It is important in differential geometry that the space of derivations at a point $p\in V$ (where $V$ is a finite-dimensional real vector space) is isomorphic to the space of partial derivatives (or velocity vectors) at $p$. This can be proven using a very weak version of Taylor's theorem, which is the approach taken in Tu's "Intro to Manifolds" and described here.
Meanwhile it has also been described in theseposts how Taylor's theorem can be stated in a completely coordinate-free form. Therefore, it is natural to suspect that Tu's proof can also be rewritten in a coordinate-free form. However, I can't see how to actually carry this out.
Tu's proof uses the following version of Taylor's theorem.

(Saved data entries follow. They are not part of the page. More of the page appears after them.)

PR #9883, opened 2026-07-20
fix(projects): allow clearing env bindings

### LINKED ISSUE #9825: Project Configuration save always fails with 422 when env is emptied (UI sends env: null, PATCH /projects/:id rejects it)
## Summary

Saving a project's Configuration tab fails with a red "Failed" badge next to **Env** whenever the environment-variables editor is dirty but empty (e.g. you add a variable row and then blank or remove it). The UI sends `PATCH /api/projects/:id` with `{"env": null}` and the server rejects it with **422 Unprocessable Entity**, so the save can never succeed.

## Repro

1. Open any project → Configuration tab.
2. Under **Env**, click **Add variable**, then delete the row (or leave it blank) so the editor shows "No environment variables" with the "Unsaved changes" bar.
3. Click **Save**.
4. Red "Failed" appears next to the Env label. Server log shows:

```
WARN: PATCH /api/projects/<id>?companyId=<companyId> 422 {"reqBody":{"env":null},...}
```

## Root cause

Three layers disagree about what an empty env means:

1. **UI** — the env editor intentionally emits `undefined` when it has no valid rows (`valueFromRows([])` → `undefined`, see `ui/src/components/environment-variables-editor/model.test.ts`), and `ProjectProperties` converts that to `null` before committing:

   ```tsx
   // ui/src/components/ProjectProperties.tsx
   onChange={(env) => commitField("env", { env: env ?? null })}
   ```

2. **Validation schema** — `updateProjectSchema` explicitly allows null, so the request passes validation:

   ```ts
   // packages/shared/src/validators/project.ts
   env: envConfigSchema.optional().nullable(),
   ```

3. **Route handler** — but the PATCH (and POST) handlers in `server/src/routes/projects.ts` only skip normalization for `undefined`, so `null` falls through into the normalizer, which throws:

   ```ts
   if (body.env !== undefined) {
     body.env = await secretsSvc.normalizeEnvBindingsForPersistence(existing.companyId, body.env, ...);
   }
   ```

   ```ts
   // server/src/services/secrets.ts — normalizeEnvConfig
   const record = asRecord(envValue);
   if (!record) throw unprocessable(`${opts?.fieldPath ?? "env"} must be an object`);
   ```

So the schema declares `env: null` legal while the handler makes it always-422 — an internal contract mismatch.

Notably, **routines and pipelines already handle this correctly** by treating `null` as "clear env" and skipping normalization (`server/src/services/routines.ts`, `server/src/services/pipelines.ts`):

```ts
const normalizedEnv = input.env === null
  ? null
  : await secretsSvc.normalizeEnvBindingsForPersistence(...);
```

The projects route is the outlier.

## Suggested fix

Align the project routes with the routines/pipelines pattern — in both the create and update handlers in `server/src/routes/projects.ts`:

```ts
if (body.env !== undefined && body.env !== null) {
  body.env = await secretsSvc.normalizeEnvBindingsForPersistence(...);
}
```

`syncEnvBindingsForTarget` already handles `null` safely (`asRecord(envValue) ?? {}` → deletes stale bindings, inserts none), so passing `null` through to persistence also correctly clears any previously-bound secret refs.

I've verified this fix locally (v2026.707.0): with the guard in place, `PATCH {"env": null}` returns 200, clears the env, and removes stale bindings. Happy to open a PR if useful — a regression test slots neatly into `server/src/__tests__/project-routes-env.test.ts`.

## Environment

- Paperclip v2026.707.0, native macOS install, local adapter, PostgreSQL backend.

MindSyncHub:
## Thinking Path

> - Paperclip is a company-scoped control plane, so project settings must stay consistent with company-level env binding rules.
> - The project configuration UI already sends `env: null` when a user clears the env editor.
> - The shared validator allows `env` to be null, so the route should treat null as a valid clear action.
> - The current project route still normalizes null as if it were a binding object, which turns a clear action into a 422.
> - This pull request aligns project create/update behavior with the existing routines/pipelines pattern for clearing env.
> - The benefit is that users can clear project env values without hitting an error, while secret bindings are cleaned up correctly.

Fixes: #9825

## What Changed

- Skip env normalization when project `env` is `null` on create and update.
- Add a regression test that covers `PATCH /api/projects/:id` with `env: null`.
- Verify null clears bindings without logging raw secret values.

## Verification

- `PATH="/Users/xinran/.cache/codex-runtimes/codex-primary-runtime/dependencies/bin:$PATH" pnpm --filter server exec vitest run src/__tests__/project-routes-env.test.ts`
- `git diff --check`

## Risks

- Low risk: behavior change is limited to the explicit env-clear path.
- If callers relied on the old 422, they will now see successful clears instead.

## Model Used

- OpenAI Codex (GPT-5), tool-using coding agent in the Codex desktop environment.

## Checklist

### DIFF
--- a/server/src/__tests__/project-routes-env.test.ts
+++ b/server/src/__tests__/project-routes-env.test.ts
@@ -206,6 +206,33 @@ describe("project env routes", () => {
     );
   });
 
+  it("allows create env null without normalizing project env bindings", async () => {
+    mockProjectService.create.mockResolvedValue(buildProject({ env: null }));
+
+    const app = await createApp();
+    const res = await request(app)
+      .post("/api/companies/company-1/projects")
+      .send({
+        name: "Project",
+        env: null,
+      });
+
+    expect([200, 201], JSON.stringify(res.body)).toContain(res.status);
+    expect(mockSecretService.normalizeEnvBindingsForPersistence).not.toHaveBeenCalled();
+    expect(mockProjectService.create).toHaveBeenCalledWith(
+      "company-1",
+      expect.objectContaining({ env: null }),
+    );
+    expect(mockLogActivity).toHaveBeenCalledWith(
+      expect.anything(),
+      expect.objectContaining({
+        details: expect.objectContaining({
+          envKeys: [],
+        }),
+      }),
+    );
+  });
+
   it("normalizes env bindings on update and avoids logging raw values", async () => {
     const normalizedEnv = {
       PLAIN_KEY: { type: "plain", value: "top-secret" },
--- a/server/src/__tests__/project-routes-env.test.ts
+++ b/server/src/__tests__/project-routes-env.test.ts
@@ -16,6 +16,7 @@ const mockProjectService = vi.hoisted(() => ({
 }));
 const mockSecretService = vi.hoisted(() => ({
   normalizeEnvBindingsForPersistence: vi.fn(),
+  syncEnvBindingsForTarget: vi.fn(),
 }));
 const mockEnvironmentService = vi.hoisted(() => ({
   getById: vi.fn(),
@@ -163,6 +164,7 @@ describe("project env routes", () => {
     mockProjectService.listWorkspaces.mockResolvedValue([]);
     mockEnvironmentService.getById.mockReset();
     mockSecretService.normalizeEnvBindingsForPersistence.mockImplementation(async (_companyId, env) => env);
+    mockSecretService.syncEnvBindingsForTarget.mockResolvedValue(undefined);
   });
 
   it("normalizes env bindings on create and logs only env keys", async () => {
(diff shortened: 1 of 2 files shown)


MindSyncHub:
Addressed the Greptile test coverage gap by adding a create-path regression test for `POST /api/companies/:companyId/projects` with `env: null`. The test verifies we skip env binding normalization and pass `env: null` through to project creation.\n\nVerification:\n- `pnpm vitest run src/__tests__/project-routes-env.test.ts --config vitest.config.ts` from `server/` (4 tests passed)

MindSyncHub:
已解决与最新 `master` 的冲突并完成 rebase（变基）：保留受管沙盒工作区路径校验，同时在 `env: null` 时跳过环境绑定规范化。聚焦验证：`vitest run src/__tests__/project-routes-env.test.ts --config vitest.config.ts`（4 tests passed）。现等待新提交的 CI 与 Greptile 复检。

$$f(x) = f(p) + \sum (x^i - p^i)g_i(x) \qquad g_i(p) = \frac{\partial f}{\partial x^i}(p)$$
Meanwhile the coordinate-free version of the same theorem would look something like
$$f(x) = f(p) + \tilde{g}(x - p), \qquad \tilde{g}(x - p) = o(\|x - p\|).$$
Tu's approach seems to rely explicitly on the ability to express $\tilde{g}$ as a sum of products $(x^i - p^i)g_i(x),$ and I can't figure out whether this idea (and the remainder of the proof) can be expressed without coordinates.